■ SOURCE INFORMATION
PR #2367, opened 2020-12-03
Get CI running using helm charts

smlx:
# Checklist

This PR refactors the Jenkins pipeline to get CI running using the Lagoon helm charts. The pipeline now uses [declarative syntax](https://www.jenkins.io/doc/book/pipeline/syntax/#declarative-pipeline) so it's a bit shorter and hopefully easier to understand. It also makes it easier to run a test [matrix](https://www.jenkins.io/doc/book/pipeline/syntax/#declarative-matrix) in future (e.g. multiple k8s versions).

Where the workflow has changed, it now does this:

* Build the images
* Push the images to `testlagoon/*`
* Create a kind cluster
* Copy the built images into the cluster cache (avoid pulling layers down again)
* Run tests in the cluster

The steps following a successful test run should be the same.

Because of the way that the [chart-testing](https://github.com/helm/chart-testing) tool works, we no longer have live log messages in Jenkins. Instead the test job will print a command which sets up a local `$KUBECONFIG` and a ssh port-forward so that you can interact with the `kind` cluster while it's running to tail logs, watch the tests run etc. Check the logs of the `Running tests on kind cluster` stage to see something like this:

Screenshot from 2020-12-03 10-52-50

The things that I'd like special review attention on:

* Does the `Jenkinsfile` logic look correct compared to the old pipeline? Particularly around `SKIP_IMAGE_PUBLISH`, and when to push to `uselagoon/*`?
* Do the other workflows that use the `Makefile` still work? I don't do much with e.g. `docker-compose`, so could someone who uses that functionality confirm that it still works?
* Is there documentation that needs updating?
* Have I missed any test suites that need to be included and run?

# Closing issues

n/a

### DIFF
--- a/Makefile
+++ b/Makefile
@@ -931,7 +931,7 @@ KIND_VERSION = v0.9.0
 GOJQ_VERSION = v0.11.2
 KIND_IMAGE = kindest/node:v1.19.1@sha256:98cf5288864662e37115e362b23e4369c8c4a408f99cbc06e58ac30ddc721600
 TESTS = [features-kubernetes,nginx,active-standby-kubernetes,drupal-php72,drupal-php73,drupal-php74]
-CHARTS_TREEISH = lagoon-test-0.8.1
+CHARTS_TREEISH = lagoon-test-0.8.2
 
 local-dev/kind:
 ifeq ($(KIND_VERSION), $(shell kind version 2>/dev/null | sed -nE 's/kind (v[0-9.]+).*/\1/p'))
--- a/Makefile
+++ b/Makefile
@@ -965,30 +965,21 @@ helm/repos: local-dev/helm
 kind/cluster: local-dev/kind
 	# these IPs are a result of the docker config on our build nodes
 	./local-dev/kind get clusters | grep -q "$(CI_BUILD_TAG)" && exit; \
-		export KUBECONFIG=$$(mktemp) \
+		docker network create kind || true \
+		&& export KUBECONFIG=$$(mktemp) \
 		KINDCONFIG=$$(mktemp ./kindconfig.XXX) \
+		KIND_NODE_IP=$$(docker run --rm --network kind alpine ip -o addr show eth0 | sed -nE 's/.* ([0-9.]{7,})\/.*/\1/p') \
 		&& chmod 644 $$KUBECONFIG \
-		&& curl -sSLo $$KINDCONFIG https://raw.githubusercontent.com/uselagoon/lagoon-charts/$(CHARTS_TREEISH)/test-suite.kind-config.yaml \
-		&& echo '  [plugins."io.containerd.grpc.v1.cri".registry.configs."registry.192.168.48.2.nip.io:32443".tls]'  >> $$KINDCONFIG \
-		&& echo '    insecure_skip_verify = true'                                                                    >> $$KINDCONFIG \
-		&& echo '  [plugins."io.containerd.grpc.v1.cri".registry.mirrors."registry.192.168.48.2.nip.io:32080"]'      >> $$KINDCONFIG \
-		&& echo '    endpoint = ["http://registry.192.168.48.2.nip.io:32080"]'                                       >> $$KINDCONFIG \
-		&& echo '  [plugins."io.containerd.grpc.v1.cri".registry.configs."registry.192.168.160.2.nip.io:32443".tls]' >> $$KINDCONFIG \
-		&& echo '    insecure_skip_verify = true'                                                                    >> $$KINDCONFIG \
-		&& echo '  [plugins."io.containerd.grpc.v1.cri".registry.mirrors."registry.192.168.160.2.nip.io:32080"]'     >> $$KINDCONFIG \
-		&& echo '    endpoint = ["http://registry.192.168.160.2.nip.io:32080"]'                                      >> $$KINDCONFIG \
-		&& echo '  [plugins."io.containerd.grpc.v1.cri".registry.configs."registry.172.25.0.2.nip.io:32443".tls]'    >> $$KINDCONFIG \
-		&& echo '    insecure_skip_verify = true'                                                                    >> $$KINDCONFIG \
-		&& echo '  [plugins."io.containerd.grpc.v1.cri".registry.mirrors."registry.172.25.0.2.nip.io:32080"]'        >> $$KINDCONFIG \
-		&& echo '    endpoint = ["http://registry.172.25.0.2.nip.io:32080"]'                                         >> $$KINDCONFIG \
-		&& echo '  [plugins."io.containerd.grpc.v1.cri".registry.mirrors."docker.io"]'                               >> $$KINDCONFIG \
-		&& echo '    endpoint = ["https://imagecache.amazeeio.cloud", "https://index.docker.io/v1/"]'                >> $$KINDCONFIG \
-		&& echo 'nodes:'                                                                                             >> $$KINDCONFIG \
-		&& echo '- role: control-plane'                                                                              >> $$KINDCONFIG \
-		&& echo '  image: $(KIND_IMAGE)'                                                                             >> $$KINDCONFIG \
-		&& echo '  extraMounts:'                                                                                     >> $$KINDCONFIG \
-		&& echo '  - containerPath: /var/lib/kubelet/config.json'                                                    >> $$KINDCONFIG \
-		&& echo '    hostPath: $(HOME)/.docker/config.json'                                                          >> $$KINDCONFIG \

■ YOUR GOAL
Write the material out again in its entirety, exactly as shown.

■ ANSWER
PR #2367, opened 2020-12-03
Get CI running using helm charts

smlx:
# Checklist

This PR refactors the Jenkins pipeline to get CI running using the Lagoon helm charts. The pipeline now uses [declarative syntax](https://www.jenkins.io/doc/book/pipeline/syntax/#declarative-pipeline) so it's a bit shorter and hopefully easier to understand. It also makes it easier to run a test [matrix](https://www.jenkins.io/doc/book/pipeline/syntax/#declarative-matrix) in future (e.g. multiple k8s versions).

Where the workflow has changed, it now does this:

* Build the images
* Push the images to `testlagoon/*`
* Create a kind cluster
* Copy the built images into the cluster cache (avoid pulling layers down again)
* Run tests in the cluster

The steps following a successful test run should be the same.

Because of the way that the [chart-testing](https://github.com/helm/chart-testing) tool works, we no longer have live log messages in Jenkins. Instead the test job will print a command which sets up a local `$KUBECONFIG` and a ssh port-forward so that you can interact with the `kind` cluster while it's running to tail logs, watch the tests run etc. Check the logs of the `Running tests on kind cluster` stage to see something like this:

Screenshot from 2020-12-03 10-52-50

The things that I'd like special review attention on:

* Does the `Jenkinsfile` logic look correct compared to the old pipeline? Particularly around `SKIP_IMAGE_PUBLISH`, and when to push to `uselagoon/*`?
* Do the other workflows that use the `Makefile` still work? I don't do much with e.g. `docker-compose`, so could someone who uses that functionality confirm that it still works?
* Is there documentation that needs updating?
* Have I missed any test suites that need to be included and run?

# Closing issues

n/a

### DIFF
--- a/Makefile
+++ b/Makefile
@@ -931,7 +931,7 @@ KIND_VERSION = v0.9.0
 GOJQ_VERSION = v0.11.2
 KIND_IMAGE = kindest/node:v1.19.1@sha256:98cf5288864662e37115e362b23e4369c8c4a408f99cbc06e58ac30ddc721600
 TESTS = [features-kubernetes,nginx,active-standby-kubernetes,drupal-php72,drupal-php73,drupal-php74]
-CHARTS_TREEISH = lagoon-test-0.8.1
+CHARTS_TREEISH = lagoon-test-0.8.2
 
 local-dev/kind:
 ifeq ($(KIND_VERSION), $(shell kind version 2>/dev/null | sed -nE 's/kind (v[0-9.]+).*/\1/p'))
--- a/Makefile
+++ b/Makefile
@@ -965,30 +965,21 @@ helm/repos: local-dev/helm
 kind/cluster: local-dev/kind
 	# these IPs are a result of the docker config on our build nodes
 	./local-dev/kind get clusters | grep -q "$(CI_BUILD_TAG)" && exit; \
-		export KUBECONFIG=$$(mktemp) \
+		docker network create kind || true \
+		&& export KUBECONFIG=$$(mktemp) \
 		KINDCONFIG=$$(mktemp ./kindconfig.XXX) \
+		KIND_NODE_IP=$$(docker run --rm --network kind alpine ip -o addr show eth0 | sed -nE 's/.* ([0-9.]{7,})\/.*/\1/p') \
 		&& chmod 644 $$KUBECONFIG \
-		&& curl -sSLo $$KINDCONFIG https://raw.githubusercontent.com/uselagoon/lagoon-charts/$(CHARTS_TREEISH)/test-suite.kind-config.yaml \
-		&& echo '  [plugins."io.containerd.grpc.v1.cri".registry.configs."registry.192.168.48.2.nip.io:32443".tls]'  >> $$KINDCONFIG \
-		&& echo '    insecure_skip_verify = true'                                                                    >> $$KINDCONFIG \
-		&& echo '  [plugins."io.containerd.grpc.v1.cri".registry.mirrors."registry.192.168.48.2.nip.io:32080"]'      >> $$KINDCONFIG \
-		&& echo '    endpoint = ["http://registry.192.168.48.2.nip.io:32080"]'                                       >> $$KINDCONFIG \
-		&& echo '  [plugins."io.containerd.grpc.v1.cri".registry.configs."registry.192.168.160.2.nip.io:32443".tls]' >> $$KINDCONFIG \
-		&& echo '    insecure_skip_verify = true'                                                                    >> $$KINDCONFIG \
-		&& echo '  [plugins."io.containerd.grpc.v1.cri".registry.mirrors."registry.192.168.160.2.nip.io:32080"]'     >> $$KINDCONFIG \
-		&& echo '    endpoint = ["http://registry.192.168.160.2.nip.io:32080"]'                                      >> $$KINDCONFIG \
-		&& echo '  [plugins."io.containerd.grpc.v1.cri".registry.configs."registry.172.25.0.2.nip.io:32443".tls]'    >> $$KINDCONFIG \
-		&& echo '    insecure_skip_verify = true'                                                                    >> $$KINDCONFIG \
-		&& echo '  [plugins."io.containerd.grpc.v1.cri".registry.mirrors."registry.172.25.0.2.nip.io:32080"]'        >> $$KINDCONFIG \
-		&& echo '    endpoint = ["http://registry.172.25.0.2.nip.io:32080"]'                                         >> $$KINDCONFIG \
-		&& echo '  [plugins."io.containerd.grpc.v1.cri".registry.mirrors."docker.io"]'                               >> $$KINDCONFIG \
-		&& echo '    endpoint = ["https://imagecache.amazeeio.cloud", "https://index.docker.io/v1/"]'                >> $$KINDCONFIG \
-		&& echo 'nodes:'                                                                                             >> $$KINDCONFIG \
-		&& echo '- role: control-plane'                                                                              >> $$KINDCONFIG \
-		&& echo '  image: $(KIND_IMAGE)'                                                                             >> $$KINDCONFIG \
-		&& echo '  extraMounts:'                                                                                     >> $$KINDCONFIG \
-		&& echo '  - containerPath: /var/lib/kubelet/config.json'                                                    >> $$KINDCONFIG \
-		&& echo '    hostPath: $(HOME)/.docker/config.json'                                                          >> $$KINDCONFIG \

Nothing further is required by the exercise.